Summary
Jones DAO is proposing a mutually beneficial strategic partnership with Klima DAO. Jones has developed their jUSDC and jGLP advanced strategy vaults which provide depositors with superior and transparent amplified yields on both USDC and GLP.
We are confident that a deposit from the Klima Treasury into the jUSDC Vault will significantly enhance both the productiveness of the Klima Treasury and the growth of Jones DAO, leading to continued growth of the Arbitrum Ecosystem.
Motivation
The team at Jones has known about Klima’s mission since its inception and were always keen to take Carbon Offsets seriously. Also, both teams emerged from the Olympus community and have been looking for the right opportunity to strike a partnership.
Jones DAO has recently completed a Carbon offset with Klima, which you can see here: https://www.klimadao.finance/retirements/jonesdaogov.eth/1
We are hopeful that this Carbon offset will be seen by our peers in the Arbitrum ecosystem, motivating them to follow in our footsteps and using Klima to do so. We’re committed to helping the Klima team make these connections.
When seeking partners for our jUSDC Vaults, we have remained focused on onboarding high-quality, DeFi-native teams from the beginning. To perpetuate Klima’s treasury and allow them to continue on their mission, we think jUSDC is a uniquely compatible, audited, low-risk, high-return strategy which we will outline in detail below.
Klima, and the vibrant underlying community, include all of the characteristics of an ideal, high-quality partner. A strong and growing Klima Treasury is in the interest of anyone building at the cutting edge of ReFi - it will benefit all builders and communities.
jUSDC Architecture & Yield
jUSDC and jGLP deliver superior transparent yields with liquidation proof smart leverage in the background. Additional details on this mechanic:
Functionality
GLP is currently the most lucrative and scalable yield in DeFi, with over $400m in TVL earning consistent yield from trading fees on GMX. Built on GLP, jGLP and jUSDC are two distinct and efficient products for both risk-on and risk-off users respectively.
The jGLP Jones Vault borrows from the jUSDC Jones Vault to leverage GLP, enhancing its yield and delta, bringing the price behavior very close to the broader crypto market. jUSDC earns lending yield from the leveraged GLP, staying delta and gamma neutral.

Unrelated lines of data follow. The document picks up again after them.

PR #224, opened 2022-02-08
Introduce DI instead of singleton and side-effects for testability

igorkravchenko:
This PR introduces a way to inject and control dependencies instead of using them directly to facilitate testability of the SDK.
Note that not all dependencies are covered: specifically ChatStorage still needs to be reworked in order to have dependencies injected. However since there are quite a lot of changes already, it makes sense to review them first and decide if this approach is clear and appropriate. If it is, then other dependencies will be managed in the upcoming PR(s).

MOB-1120


dukhovnyi (approved):
Looks amazing 🎉

kuldar-daniel (approved):

PR #225, opened 2022-02-09
Prepare ChatStorage for using inside of unit-tests

dukhovnyi:


kuldar-daniel:
Would it not have made more sense to make ChatStorage protocol + implementation?

dukhovnyi:
> Would it not have made more sense to make ChatStorage protocol + implementation?

to keep it consistent I decided to follow the same approach as other implementations. One more thing is that we will remove local storage from Widgets SDK at all, so this mechanism is some kind of temporary solution.

igorkravchenko (approved):
Looks good - ChatStorage will be removed soon, so we just treat it as external dependency for now: we will be able to mock it, but we will not write tests to check its internal logic.

kuldar-daniel (approved):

It’s important to note - the leveraging & deleveraging of jGLP is what will keep collateral ratios and the principal jUSDC stable. This unique architecture results in yield, efficiency, and safety far greater than other GLP-based products.
jUSDC: Gamma Neutral Stablecoin Vault
- Pristine stablecoin yield: ideal for risk-off users. Transparent and on-chain, with enforced lending parameters to ensure delta and gamma price neutrality. The APR is expected to beat yields offered on crypto blue chip money market and lending platforms.
- Superior architecture to GLP hedging models: no short gamma risk, no basis risk, zero delta and zero gamma exposure, no constant hedging costs. Since jGLP leverages GLP’s already high yields, Jones is able to create a much higher base from which to reward jUSDC depositors than our competition. This means: even during periods of yield compression, jUSDC depositors will be rewarded through our vault incentives - including non-GLP related products.
- As a USDC Stablecoin Vault, jUSDC accrues all of its yield in USDC.
If you want to learn more about jGLP Vaults, you can head to our docs or read our whitepaper.
jUSDC typically yields 6-8%.
Check out the DeFiLlama data here: https://defillama.com/yields/pool/dde58f35-2d08-4789-a641-1225b72c3147
Proposal
If this proposal is well received, we would like it to become a KIP. If that KIP passes, we propose that the Klima Treasury would be whitelisted for the jUSDC vault, granting it the ability to deposit tokens.
Discussion around the amount of tokens is to be left to the discretion of Klima DAO.